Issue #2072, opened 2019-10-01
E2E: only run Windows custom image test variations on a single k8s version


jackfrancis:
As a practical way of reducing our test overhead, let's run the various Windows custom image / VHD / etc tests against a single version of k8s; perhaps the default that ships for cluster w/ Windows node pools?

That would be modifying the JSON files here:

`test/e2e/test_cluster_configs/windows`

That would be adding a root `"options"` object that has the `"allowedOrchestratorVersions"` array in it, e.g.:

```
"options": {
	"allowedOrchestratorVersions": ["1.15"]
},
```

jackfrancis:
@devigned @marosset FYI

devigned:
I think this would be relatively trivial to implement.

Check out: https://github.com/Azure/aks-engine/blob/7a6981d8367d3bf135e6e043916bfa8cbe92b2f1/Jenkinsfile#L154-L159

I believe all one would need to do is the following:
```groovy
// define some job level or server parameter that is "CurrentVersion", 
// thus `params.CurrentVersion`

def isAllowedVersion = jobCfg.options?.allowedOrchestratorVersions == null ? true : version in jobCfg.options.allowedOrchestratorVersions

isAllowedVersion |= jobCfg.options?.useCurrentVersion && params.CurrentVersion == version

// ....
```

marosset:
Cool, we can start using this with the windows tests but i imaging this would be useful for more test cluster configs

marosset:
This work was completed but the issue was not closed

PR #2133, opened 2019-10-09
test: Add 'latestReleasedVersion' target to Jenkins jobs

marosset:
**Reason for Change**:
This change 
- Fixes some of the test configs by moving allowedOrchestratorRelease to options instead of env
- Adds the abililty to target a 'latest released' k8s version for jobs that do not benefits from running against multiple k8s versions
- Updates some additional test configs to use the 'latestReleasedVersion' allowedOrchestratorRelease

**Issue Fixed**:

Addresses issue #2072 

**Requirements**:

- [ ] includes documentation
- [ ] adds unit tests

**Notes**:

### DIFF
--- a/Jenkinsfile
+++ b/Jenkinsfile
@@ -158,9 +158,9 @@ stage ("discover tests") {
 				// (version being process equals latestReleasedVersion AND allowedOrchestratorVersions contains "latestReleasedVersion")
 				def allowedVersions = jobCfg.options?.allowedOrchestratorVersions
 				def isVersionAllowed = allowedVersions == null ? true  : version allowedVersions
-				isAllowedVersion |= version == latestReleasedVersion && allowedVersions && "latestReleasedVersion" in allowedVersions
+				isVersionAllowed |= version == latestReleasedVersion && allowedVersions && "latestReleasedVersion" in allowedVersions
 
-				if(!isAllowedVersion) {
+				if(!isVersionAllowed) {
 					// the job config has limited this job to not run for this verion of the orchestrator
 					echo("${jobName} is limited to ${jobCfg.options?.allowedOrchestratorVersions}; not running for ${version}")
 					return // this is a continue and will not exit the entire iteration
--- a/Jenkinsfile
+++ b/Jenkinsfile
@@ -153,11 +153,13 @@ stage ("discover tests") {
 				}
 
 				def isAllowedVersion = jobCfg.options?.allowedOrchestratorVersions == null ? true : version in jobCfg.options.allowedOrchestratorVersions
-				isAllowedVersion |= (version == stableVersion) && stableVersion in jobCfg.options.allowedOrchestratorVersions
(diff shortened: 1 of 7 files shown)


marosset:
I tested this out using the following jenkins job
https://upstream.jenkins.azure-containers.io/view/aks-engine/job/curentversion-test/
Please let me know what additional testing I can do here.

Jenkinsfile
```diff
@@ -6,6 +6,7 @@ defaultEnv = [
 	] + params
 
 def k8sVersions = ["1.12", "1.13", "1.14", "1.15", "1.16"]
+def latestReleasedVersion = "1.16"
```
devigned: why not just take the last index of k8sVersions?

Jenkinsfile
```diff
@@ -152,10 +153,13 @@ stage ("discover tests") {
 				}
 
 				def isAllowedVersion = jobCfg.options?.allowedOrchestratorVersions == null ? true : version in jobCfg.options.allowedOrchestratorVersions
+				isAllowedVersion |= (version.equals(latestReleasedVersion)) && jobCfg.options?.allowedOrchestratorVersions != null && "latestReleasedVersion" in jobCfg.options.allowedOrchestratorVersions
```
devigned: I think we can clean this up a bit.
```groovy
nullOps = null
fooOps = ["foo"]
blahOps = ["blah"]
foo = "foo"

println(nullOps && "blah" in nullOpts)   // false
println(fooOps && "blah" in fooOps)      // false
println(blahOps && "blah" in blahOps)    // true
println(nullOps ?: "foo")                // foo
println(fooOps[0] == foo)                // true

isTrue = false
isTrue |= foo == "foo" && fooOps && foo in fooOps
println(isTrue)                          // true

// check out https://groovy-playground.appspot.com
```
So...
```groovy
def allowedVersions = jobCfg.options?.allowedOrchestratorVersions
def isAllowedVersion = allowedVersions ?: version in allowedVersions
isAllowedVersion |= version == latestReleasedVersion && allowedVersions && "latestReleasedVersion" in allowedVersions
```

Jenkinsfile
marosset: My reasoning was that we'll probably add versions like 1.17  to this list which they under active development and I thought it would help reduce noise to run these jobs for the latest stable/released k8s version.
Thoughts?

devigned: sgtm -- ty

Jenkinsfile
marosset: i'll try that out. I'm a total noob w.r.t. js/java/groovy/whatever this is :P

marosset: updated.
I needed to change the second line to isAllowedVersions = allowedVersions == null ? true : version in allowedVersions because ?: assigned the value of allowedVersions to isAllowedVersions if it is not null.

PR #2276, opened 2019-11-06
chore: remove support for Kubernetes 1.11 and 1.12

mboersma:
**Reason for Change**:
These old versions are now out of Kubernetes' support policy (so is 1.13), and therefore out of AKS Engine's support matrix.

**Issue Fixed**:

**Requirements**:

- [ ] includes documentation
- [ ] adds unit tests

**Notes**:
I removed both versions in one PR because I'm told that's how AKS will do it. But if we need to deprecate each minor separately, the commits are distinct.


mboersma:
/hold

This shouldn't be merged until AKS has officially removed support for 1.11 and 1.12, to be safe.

### About this task
Check each line of the records above for the word "println", count the lines that have it, and give only the count.

### Response area
6